Directions for this task:
Only some lines are wanted. Transcribe, exactly, the lines below from the line with "Before accepting the" up to and including the line with "on non-writable channel.".

Collected data:
Issue #2660, opened 2021-03-24
Bookkeeper client throttling logic is based upon entryId instead of ledgerId


karanmehta93:
**BUG REPORT**

***Describe the bug***

Before accepting the write, the client checks if netty channels to all the bookies are available. The logic is currently based on [entryId](https://github.com/apache/bookkeeper/blob/master/bookkeeper-server/src/main/java/org/apache/bookkeeper/client/LedgerHandle.java#L1343). However, in BookieClientImpl, we select the actual channel based on [ledgerId](https://github.com/apache/bookkeeper/blob/master/bookkeeper-server/src/main/java/org/apache/bookkeeper/proto/BookieClientImpl.java#L329-L332). 

We use 3 channels per bookie in our prod and one of them was down (due to unknown reasons). Hence about 1/3 of the requests were throttled for no reason. The throttling caused the overall app to slow down.

***To Reproduce***

Not very easy to reproduce. Need to check if netty can be mocked to add an integration test.

***Expected behavior***

Throttling should be based on ledgerId, instead of entryId.

***Screenshots***

N/A

***Additional context***

N/A

dlg99:
@karanmehta93 I think you are correct about the ledgerId. 
Please review https://github.com/apache/bookkeeper/pull/2664 for the fix.

I don't think it will help you with underlying problem which you still have to rootcause. 
The worst this problem does it selects wrong channel and detects it as non-writable. With switch to the ledger Id some other ledger will end up blocked on non-writable channel. 
Non-writable PCBC == non-writable netty channel to the bookie. IIRC, this can be related to slow network, non-responsive bookie, bookie being overloaded and disabling autoread on the channel etc.

jvrao:
> The worst this problem does it selects wrong channel and detects it as non-writable.

Yes, but the worst is because we are just throttling and not failing/changing ensemble. Hence latencies wentup without going through our fastfail model. But you right the underlying problem of why the channel is not writable still needs to be figured out.

PR #2664, opened 2021-03-29
fix: Bookkeeper client throttling logic is based upon entryId instead of ledgerId

dlg99:

Fixes: #2660 

### Changes

isWriteSetWritable() to use ledgerId for the client selection

Master Issue: #2660


eolivelli (approved):
makes sense to me.

didn't we have tests that covered this "feature" ?

dlg99:
> didn't we have tests that covered this "feature" ?

Tests use client config with numChannelsPerBookie == 1. :( All tests.
I think this can be tracked/fixed separately.

karanmehta93 (approved):
LGTM, Thanks for taking this up!

ivankelly (approved):
Change looks good, but this stuff really needed to be unit tested. 
Also, commit/PR message needs to contain the rationale for the change.

pkumar-singh:
We can get rid of the template text from PR message.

Expected answer:
Before accepting the write, the client checks if netty channels to all the bookies are available. The logic is currently based on [entryId](https://github.com/apache/bookkeeper/blob/master/bookkeeper-server/src/main/java/org/apache/bookkeeper/client/LedgerHandle.java#L1343). However, in BookieClientImpl, we select the actual channel based on [ledgerId](https://github.com/apache/bookkeeper/blob/master/bookkeeper-server/src/main/java/org/apache/bookkeeper/proto/BookieClientImpl.java#L329-L332). 

We use 3 channels per bookie in our prod and one of them was down (due to unknown reasons). Hence about 1/3 of the requests were throttled for no reason. The throttling caused the overall app to slow down.

***To Reproduce***

Not very easy to reproduce. Need to check if netty can be mocked to add an integration test.

***Expected behavior***

Throttling should be based on ledgerId, instead of entryId.

***Screenshots***

N/A

***Additional context***

N/A

dlg99:
@karanmehta93 I think you are correct about the ledgerId. 
Please review https://github.com/apache/bookkeeper/pull/2664 for the fix.

I don't think it will help you with underlying problem which you still have to rootcause. 
The worst this problem does it selects wrong channel and detects it as non-writable. With switch to the ledger Id some other ledger will end up blocked on non-writable channel. 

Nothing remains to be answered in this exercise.